MIT OCW 8.02 Electromagnetism: how were these two limits calculated?

[zenterix]

Homework Statement

I'm having a bit of trouble with calculating two specific limits.

Here is some context about where the limits came from, though my question is strictly about how to calculate the limits.

I was asked to calculate the electric field at a point $P$, located a distance $y$ from the center of a rod along its perpendicular bisector (see image below).

Relevant Equations

The answer is the following expression for the electric field at point $P$:

$$\vec{E}_p=\frac{k_eQ}{y\sqrt{y^2+\frac{l^2}{4}}}\hat{j}$$

I would like to calculate the limit of this expression in two edge cases:

1) $y>>l$
2) $l>>y$

The answers are $\frac{k_eQ}{y^2}\hat{j}$ and $\frac{2k_e \lambda}{y}\hat{j}$, respectively, where $\lambda$ is simply the linear density of the rod, ie $\frac{Q}{l}$ (again, this is just for context).

I know what the answers are, because this is all part of the notes from MIT OCW's 8.02 Electromagnetism course. In case you want to see the actual problem, it is example 2.3 that starts on page 18; the limits I am asking about are on page 20.

How do I go about calculating the limits? Ie, what is the name of the specific technique from Calculus used to solve them? I think it might be a Taylor expansion of part of the denominator of the expression for $\vec{E}_p$.

 

[PeroK]

The technique here would be to express your equation in terms of the dimensionless quantities $l/y$ or $y/l$. In each case, $l >> y$ or $y >> l$ imply that $y/l$ or $l/y$ are approximately zero.

 

[zenterix]

$$E_p = \frac{k_eQ}{y\sqrt{y^2+\frac{l^2}{4}}}$$
$$=\frac{k_eQ}{y\sqrt{y^2(1+\frac{l^2}{4y^2})}}$$
$$=\frac{k_eQ}{y^2\sqrt{1+\frac{l^2}{4y^2}}}$$

Here we have a ratio of two functions. Say we'd like to know what happens if $y>>l$.

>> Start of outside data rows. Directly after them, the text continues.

PR #4913, opened 2025-10-18
`ethexe`: store validators by era index

ecol-master:
Add storing validators by era index. Now `Observer` is responsible for tracking existing validators in database and if we can setup next validators to database as soon as possible - we just do it.

@grishasobol  @breathx

### DIFF
--- a/ethexe/network/src/lib.rs
+++ b/ethexe/network/src/lib.rs
@@ -36,6 +36,7 @@ use anyhow::{Context, anyhow};
 use ethexe_common::{
     Address,
     ecdsa::PublicKey,
+    injected::SignedInjectedTransaction,
     network::{SignedValidatorMessage, VerifiedValidatorMessage},
     tx_pool::SignedOffchainTransaction,
 };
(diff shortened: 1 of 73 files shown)


ethexe/consensus/src/validator/initial.rs
```diff
@@ -66,11 +66,18 @@ impl StateHandler for Initial {
     fn process_synced_block(self, block_hash: H256) -> Result<ValidatorState> {
         match &self.state {
             State::WaitingForSyncedBlock(block) if block.hash == block_hash => {
+                let timelines = self
```
kuzminxyz: use timelines directly from core.timelines

ethexe/network/src/lib.rs
```diff
@@ -189,8 +189,9 @@ impl NetworkService {
         } = config;
 
         let NetworkRuntimeConfig {
-            genesis_timestamp,
-            era_duration,
+            // TODO: remove this fields from config
```
kuzminxyz: remove these fields

ethexe/network/src/lib.rs
```diff
@@ -130,8 +130,6 @@ impl NetworkConfig {
 
 /// Config from other services
 pub struct NetworkRuntimeConfig {
-    pub genesis_timestamp: u64,
```
breathx, line 135: why don't you need timestamp anymore?

breathx (approved):

ethexe/network/src/lib.rs
kuzminxyz: > why don't you need timestamp anymore?

We don't need timestamp because of it stores in `ProtocolTimelines` (the same for era).

PR #4933, opened 2025-10-30
fix(ethexe/contracts): optimize gas when `_message.call`, fix bug with payload

StackOverflowExcept1on:


ethexe/contracts/src/Mirror.sol
```diff
@@ -374,14 +372,16 @@ contract Mirror is IMirror {
...
+            (bool success,) = _message.destination.call{gas: 500_000, value: _message.value}(payload);
 
             if (!success) {
                 /// @dev In case of failed call, we emit appropriate event to inform external users.
                 emit ReplyCallFailed(_message.value, _message.replyDetails.to, _message.replyDetails.code);
 
                 return;
             }
+        } else {
+            _transferEther(_message.destination, _message.value);
```
breathx, line 384: it was already transferred ??

ethexe/contracts/src/Mirror.sol
```diff
@@ -374,17 +372,19 @@ contract Mirror is IMirror {
                 );
             }
 
-            (bool success,) = _message.destination.call{gas: 500_000}(_message.payload);
+            (bool success,) = _message.destination.call{gas: 500_000, value: _message.value}(payload);
 
             if (!success) {
                 /// @dev In case of failed call, we emit appropriate event to inform external users.
                 emit ReplyCallFailed(_message.value, _message.replyDetails.to, _message.replyDetails.code);
```
breathx, line 381: In case of reply failure it still makes sense to perform transfer of ethers

PR #4934, opened 2025-10-30
feat(utils/gear-wasmer-cache): use native `file.lock/unlock()`

StackOverflowExcept1on:
https://blog.rust-lang.org/2025/08/07/Rust-1.89.0/


breathx (changes requested):
Why should we bump msv for no reason?

StackOverflowExcept1on:
@breathx https://doc.rust-lang.org/stable/std/fs/struct.File.html#method.lock `1.89`

breathx:
> @breathx https://doc.rust-lang.org/stable/std/fs/struct.File.html#method.lock `1.89`

I see, but doesn't current impl work the same way?

ark0f:
Agreed with @breathx about MSRV. I think removed `fs4` does not affect compile time sufficiently

PR #4943, opened 2025-11-04
refactor(gsdk): rework gsdk, part 1

liferooter:
- Update `subxt` to the latest version
- Adapt `gsdk` to `subxt` changes
- Simplify some parts of `gsdk` API
- Rework `gsdk` error types


common/src/gas_provider/node.rs
```diff
@@ -20,14 +20,30 @@ use super::*;
...
+    Debug,
+    Copy,
+    Clone,
+    Hash,
+    Eq,
+    PartialEq,
+    Ord,
+    PartialOrd,
+    Encode,
+    EncodeAsType,
```
ark0f, line 42: Exactly this type doesn't require `EncodeAsType` and `DecodeAsType`. Are they for the future PRs?

gsdk/src/result.rs
```diff
@@ -17,106 +17,86 @@
...
+
+pub use crate::tx_status::{TxError, TxStatusExt, TxSuccess};
+
+use subxt::ext::{scale_encode, subxt_rpcs};
+
+#[derive(Debug, Clone, PartialEq, Eq, Hash, derive_more::Display)]
+#[display("Page {index} of Program {program}")]
+pub struct FailedPage {
+    pub index: u32,
+    pub program: String,
```
ark0f:
```suggestion
    pub program: ActorId,
```

gsdk/src/result.rs
```diff
@@ -17,106 +17,86 @@
...
+    StorageEntryNotFound,
+
+    #[error("subscription has been died")]
+    SubscriptionDied,
+
+    #[error("program has been terminated")]
+    ProgramTerminated,
+
+    #[error("{0} is invalid")]
+    PageInvalid(FailedPage),
```
ark0f:
```suggestion
    InvalidPage(FailedPage),
```

gsdk/src/tx_status.rs
```diff
@@ -0,0 +1,90 @@
...
+// MERCHANTABILITY or FITNESS FOR A PARTICULAR PURPOSE. See the
+// GNU General Public License for more details.
+//
+// You should have received a copy of the GNU General Public License
+// along with this program. If not, see <https://www.gnu.org/licenses/>.
+
+use crate::{TxInBlock, TxStatus};
+
+/// Sealed trait for [`TxStatus`].
+pub trait IsTxStatus {}
```
ark0f: Not actually sealed. I think `TxStatusExt` doesn't even need to be sealed

gsdk/src/utils.rs
```diff
@@ -97,9 +97,10 @@ pub(crate) fn write_storage_address_root_bytes(addr: &impl Address, out: &mut Ve
 pub(crate) fn storage_address_bytes(
     addr: &impl Address,
     metadata: &Metadata,
-) -> Result<Vec<u8>, Error> {
+) -> Result<Vec<u8>, Box<Error>> {
     let mut bytes = Vec::new();
     write_storage_address_root_bytes(addr, &mut bytes);
-    addr.append_entry_bytes(metadata, &mut bytes)?;
+    addr.append_entry_bytes(metadata, &mut bytes)
+        .map_err(|e| Box::new(e.into()))?;
```
ark0f, line 104: I guess box is here because of compiler lint?

gsdk/src/result.rs
liferooter: Done

gsdk/src/result.rs
liferooter: Done

gsdk/src/tx_status.rs
liferooter: It's actually sealed, since it's an inaccessible public trait used in public API. It should be sealed because the very nature of this trait requires it to be implemented only for `TxStatus` type, to making it sealed disallows to implement it for anything else.

gsdk/src/utils.rs
liferooter: Yes. We'll anyway eventually wrap it with `Box<_>` because we store `Box<subxt::Error>` in `gsdk::Error` to reduce the size of the error variant, but making it `Box<_>` on the level of this function makes the code more locally understandable, so the function doesn't look as a mistake even without knowing of the way it's used, which can be changed eventually.

It's a pity that `subxt::Error` is so huge and still used directly in `subxt`'s `Result`s, so we have to decide whether to wrap it on our side with `Box` every time or to have huge errors too.

common/src/gas_provider/node.rs
liferooter: Yes, looks like I accidentally commited to this branch something from the next part of the `gsdk` rework

liferooter: I've removed these changes from this PR

liferooter: It turned out that the changes are not really leaked from the next PR, but are a valid part of this PR. The new version of `subxt` requires slightly more traits to be derived.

From inspection we can see that there is a $y^2$ term and a term that approaches $1$ in the square root.

Actually, now it seems to me that we're not really after the limit $\lim_{y \to \infty}E_p$ because this limit is simply $0$. What we're doing seems to be what I initially guessed which is somehow using a linear approximation of the $\sqrt{1+\frac{l^2}{4y^2}}$ term to conclude that when $y>>l$ we have

$$s=\frac{l}{2y}$$
$$1+(\frac{l}{2y})^2=1+s^2 = f(s)$$
$$y>>l \implies s \approx 0$$
$$\implies f(s) \approx f(0) +f'(0)s,\text{ near s=0}$$
$$\implies f(s) \approx 1$$
$$E_p \approx \frac{k_e Q}{y^2}$$

The notes explicitly say "in the limit where $y>>l$", but now that seems inaccurate. Am I right or wrong about this?

 

[PeroK]

The notes explicitly say "in the limit where $y>>l$", but now that seems inaccurate. Am I right or wrong about this?

Perhaps that's loose language. You could say "in the limit as $\frac l y \rightarrow 0$", which is what $y >> l$ means. In any case, I don't see it as something to get confused about.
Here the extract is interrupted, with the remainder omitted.